++++ Records supplied ++++

PR #1641, opened 2024-06-26
refactor(constants): Order symbolic chain IDs alphabetically

pxrl:
This establishes a pattern that makes it obvious where new entries should be added. No values were modified as part of this change.


james-a-morris (commented):
This is fine, but we should record this stylization in the README.md

pxrl:
> This is fine, but we should record this stylization in the README.md

We don't really talk about code style in README, but I added a comment to the top of `Constants`. wdyt?

https://github.com/across-protocol/relayer/pull/1641/commits/4539158698628fb72f96119aef7fd06233615c01

src/common/Constants.ts
```diff
@@ -1,5 +1,9 @@
 import { CHAIN_IDs, TOKEN_SYMBOLS_MAP, ethers } from "../utils";
 
+/**
+ * Note: When adding new chains, it's preferred to retain the alphabetical ordering of CHAIN_IDs in Object mappings.
```
pxrl, line 4:
```suggestion
 * Note: When adding new chains, it's preferred to retain alphabetical ordering of CHAIN_IDs in Object mappings.
```

james-a-morris (approved):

++++

▶ **Your goal**:
Set the material down exactly as written, starting at its first line. The line containing "We don't really" is the last one to include.

▶ **Your solution**:
PR #1641, opened 2024-06-26
refactor(constants): Order symbolic chain IDs alphabetically

pxrl:
This establishes a pattern that makes it obvious where new entries should be added. No values were modified as part of this change.


james-a-morris (commented):
This is fine, but we should record this stylization in the README.md

pxrl:
> This is fine, but we should record this stylization in the README.md

We don't really talk about code style in README, but I added a comment to the top of `Constants`. wdyt?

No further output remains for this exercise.